Problem to solve
Set down the data that follows again, exactly as written.

(Source data)
****

PR #1978, opened 2022-05-12
fix problem with duplicate vehicle Ids

rewertvsp:
fix problem with duplicate vehicle Ids while the creation of vehicles for the carriers

### DIFF
--- a/contribs/application/src/main/java/org/matsim/freightDemandGeneration/CarrierReaderFromCSV.java
+++ b/contribs/application/src/main/java/org/matsim/freightDemandGeneration/CarrierReaderFromCSV.java
@@ -477,6 +477,7 @@ public final class CarrierReaderFromCSV {
 				}
 			}
 			for (String singleDepot : singleNewCarrier.getVehicleDepots()) {
+				int countDepots = 2;
 				for (String thisVehicleType : singleNewCarrier.getVehicleTypes()) {
 					VehicleType thisType = carrierVehicleTypes.getVehicleTypes()
 							.get(Id.create(thisVehicleType, VehicleType.class));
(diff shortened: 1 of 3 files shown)


contribs/application/src/main/java/org/matsim/freightDemandGeneration/CarrierReaderFromCSV.java
```diff
@@ -463,20 +457,21 @@ static void createNewCarrierAndAddVehilceTypes(Scenario scenario,
 				carriers.addCarrier(thisCarrier);
 			}
 			if (singleNewCarrier.getVehicleDepots() == null)
-				singleNewCarrier.setVehicleDepots(new String[] {});
-			while (singleNewCarrier.getVehicleDepots().length < singleNewCarrier.getNumberOfDepotsPerType()) {
-				Random rand = new Random();
+				singleNewCarrier.setVehicleDepots(new ArrayList<String>());
+			Random rand = new Random(4711);
```
michalmac, line 461: Maybe initialise `rand` with a seed like `singleNewCarrier.name.hashCode()`. Otherwise you will always get the same link sequence for all carriers, which may not be desired if you want to have them more spread. `singleNewCarrier.name.hashCode()` makes it also reproducible

contribs/application/src/main/java/org/matsim/freightDemandGeneration/CarrierReaderFromCSV.java
```diff
@@ -485,10 +480,18 @@ static void createNewCarrierAndAddVehilceTypes(Scenario scenario,
...
 								thisType.getId().toString() + "_" + thisCarrier.getId().toString() + "_" + singleDepot
 										+ "_start" + singleNewCarrier.getVehicleStartTime() + "_" + (i + 1),
-								Vehicle.class), Id.createLinkId(singleDepot), thisType)
+								Vehicle.class);
+						while (carrierCapabilities.getCarrierVehicles().containsKey(vehilcelId)) {
+							vehilcelId = Id.create(thisType.getId().toString() + "_" + thisCarrier.getId().toString()
+									+ "_" + singleDepot + "_V" + countDepots + "_start"
+									+ singleNewCarrier.getVehicleStartTime() + "_" + (i + 1), Vehicle.class);
+							countDepots++;
+						}
```
michalmac, line 492: Since now the vehicle depots are unique links, you can revert this change (starting from line 474).

michalmac (approved):
Thanks for fixing it. Looks good to me. I left 2 comments that you may consider.

contribs/application/src/main/java/org/matsim/freightDemandGeneration/CarrierReaderFromCSV.java
rewertvsp: Thanks for this idea. I will change it

contribs/application/src/main/java/org/matsim/freightDemandGeneration/CarrierReaderFromCSV.java
rewertvsp: Now I added the possibility to add a depot on an existing depot location, if no other possible link is found. Thats why I do not revert this change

****

Solved problem
PR #1978, opened 2022-05-12
fix problem with duplicate vehicle Ids

rewertvsp:
fix problem with duplicate vehicle Ids while the creation of vehicles for the carriers

### DIFF
--- a/contribs/application/src/main/java/org/matsim/freightDemandGeneration/CarrierReaderFromCSV.java
+++ b/contribs/application/src/main/java/org/matsim/freightDemandGeneration/CarrierReaderFromCSV.java
@@ -477,6 +477,7 @@ public final class CarrierReaderFromCSV {
 				}
 			}
 			for (String singleDepot : singleNewCarrier.getVehicleDepots()) {
+				int countDepots = 2;
 				for (String thisVehicleType : singleNewCarrier.getVehicleTypes()) {
 					VehicleType thisType = carrierVehicleTypes.getVehicleTypes()
 							.get(Id.create(thisVehicleType, VehicleType.class));
(diff shortened: 1 of 3 files shown)


contribs/application/src/main/java/org/matsim/freightDemandGeneration/CarrierReaderFromCSV.java
```diff
@@ -463,20 +457,21 @@ static void createNewCarrierAndAddVehilceTypes(Scenario scenario,
 				carriers.addCarrier(thisCarrier);
 			}
 			if (singleNewCarrier.getVehicleDepots() == null)
-				singleNewCarrier.setVehicleDepots(new String[] {});
-			while (singleNewCarrier.getVehicleDepots().length < singleNewCarrier.getNumberOfDepotsPerType()) {
-				Random rand = new Random();
+				singleNewCarrier.setVehicleDepots(new ArrayList<String>());
+			Random rand = new Random(4711);
```
michalmac, line 461: Maybe initialise `rand` with a seed like `singleNewCarrier.name.hashCode()`. Otherwise you will always get the same link sequence for all carriers, which may not be desired if you want to have them more spread. `singleNewCarrier.name.hashCode()` makes it also reproducible

contribs/application/src/main/java/org/matsim/freightDemandGeneration/CarrierReaderFromCSV.java
```diff
@@ -485,10 +480,18 @@ static void createNewCarrierAndAddVehilceTypes(Scenario scenario,
...
 								thisType.getId().toString() + "_" + thisCarrier.getId().toString() + "_" + singleDepot
 										+ "_start" + singleNewCarrier.getVehicleStartTime() + "_" + (i + 1),
-								Vehicle.class), Id.createLinkId(singleDepot), thisType)
+								Vehicle.class);
+						while (carrierCapabilities.getCarrierVehicles().containsKey(vehilcelId)) {
+							vehilcelId = Id.create(thisType.getId().toString() + "_" + thisCarrier.getId().toString()
+									+ "_" + singleDepot + "_V" + countDepots + "_start"
+									+ singleNewCarrier.getVehicleStartTime() + "_" + (i + 1), Vehicle.class);
+							countDepots++;
+						}
```
michalmac, line 492: Since now the vehicle depots are unique links, you can revert this change (starting from line 474).

michalmac (approved):
Thanks for fixing it. Looks good to me. I left 2 comments that you may consider.

contribs/application/src/main/java/org/matsim/freightDemandGeneration/CarrierReaderFromCSV.java
rewertvsp: Thanks for this idea. I will change it

contribs/application/src/main/java/org/matsim/freightDemandGeneration/CarrierReaderFromCSV.java
rewertvsp: Now I added the possibility to add a depot on an existing depot location, if no other possible link is found. Thats why I do not revert this change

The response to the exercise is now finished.